By December of 2020, more than forty women had come forward with written testimonies stating they received invasive and unnecessary medical procedures while under ICE’s care.[44] The attorneys handling these cases reported some of the women faced retaliation for speaking out, including deportation.[45] After speaking with their clients, attorneys discovered women had complained to ICE since 2018 regarding this misconduct, but ICE “continued a policy or custom of sending women to be mistreated and abused.”[46]

ICE maintained that people should be weary of these claims until all the facts are accounted for; however, the similarities between the experiences of women in Georgia in 2020 and those in L.A. County during the 1970s are striking.[47] All of the victims were lower-income immigrant women who had an extremely minimal grasp of the English language, which left them vulnerable to coercive authority figures.[48] The recent COVID-19 pandemic had prompted many scholars to review this tragic history, even before the whistleblower’s complaint.[49] In addition to concerns about forced sterilization, scholars are also concerned as to whether or not these detainees will be given COVID-19 vaccines.[50]

Compensation for Prior Forced Sterilizations

Currently, some states have apologized for past forced sterilizations.
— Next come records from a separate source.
Issue #55, opened 2017-09-18
Implement kubeseal version


arapulido:
```kubeseal version```should return the version of the kubeseal cli tool

PR #94, opened 2018-05-06
Add version flag to kubeseal

c-knowles:
Fixes https://github.com/bitnami-labs/sealed-secrets/issues/55.

Had to add `kubeseal` make target to PHONY list to have it work well.

Might want to add to controller as well.

### DIFF
--- a/.travis.yml
+++ b/.travis.yml
@@ -62,7 +62,7 @@ install:
     fi
   - |
     if ! which kubecfg; then
-      wget -O $GOPATH/bin/kubecfg https://github.com/ksonnet/kubecfg/releases/download/v0.7.1/kubecfg-$(go env GOOS)-$(go env GOARCH)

In 2002, Virginia was the first state to formally apologize for these forced sterilizations.[51] Virginia and North Carolina have passed laws to compensate the surviving victims of their eugenics programs; however, California has not followed suit.[52]

The former California governor, Gray Davis, issued a formal apology in 2003; however, there are reports from 2010 that prisoners are being sterilized without proper consent.[53] The Center for Investigative Reporting found that almost 150 female inmates from 2006 until 2010 were sterilized without proper state approvals.[54] Of these 150 women, at least 148 received tubal ligations in violation of prison rules, which ban using federal funds for inmate sterilizations.[55] A former inmate from the Valley State Prison stated that she often overheard medical staff asking inmates who had served multiple prison terms to agree to be sterilized.[56] Another inmate who gave birth during her stay at the Valley State Prison reported a gynecologist repeatedly pressured her to agree to a tubal ligation.[57] In 2008, the prisoner rights group Justice Now received a response from an operating office acknowledging that the California Institution for Women and the Valley State Prison offered sterilization surgery to women.[58] The organization filed a public records request and complained to various committees, and finally met with medical officers from those facilities.[59] None of the doctors at these facilities thought they needed permission to perform surgery on inmates.[60] Finally, California Governor Jerry Brown signed a bill that bans prisons from sterilizing inmates without their consent in 2014.[61]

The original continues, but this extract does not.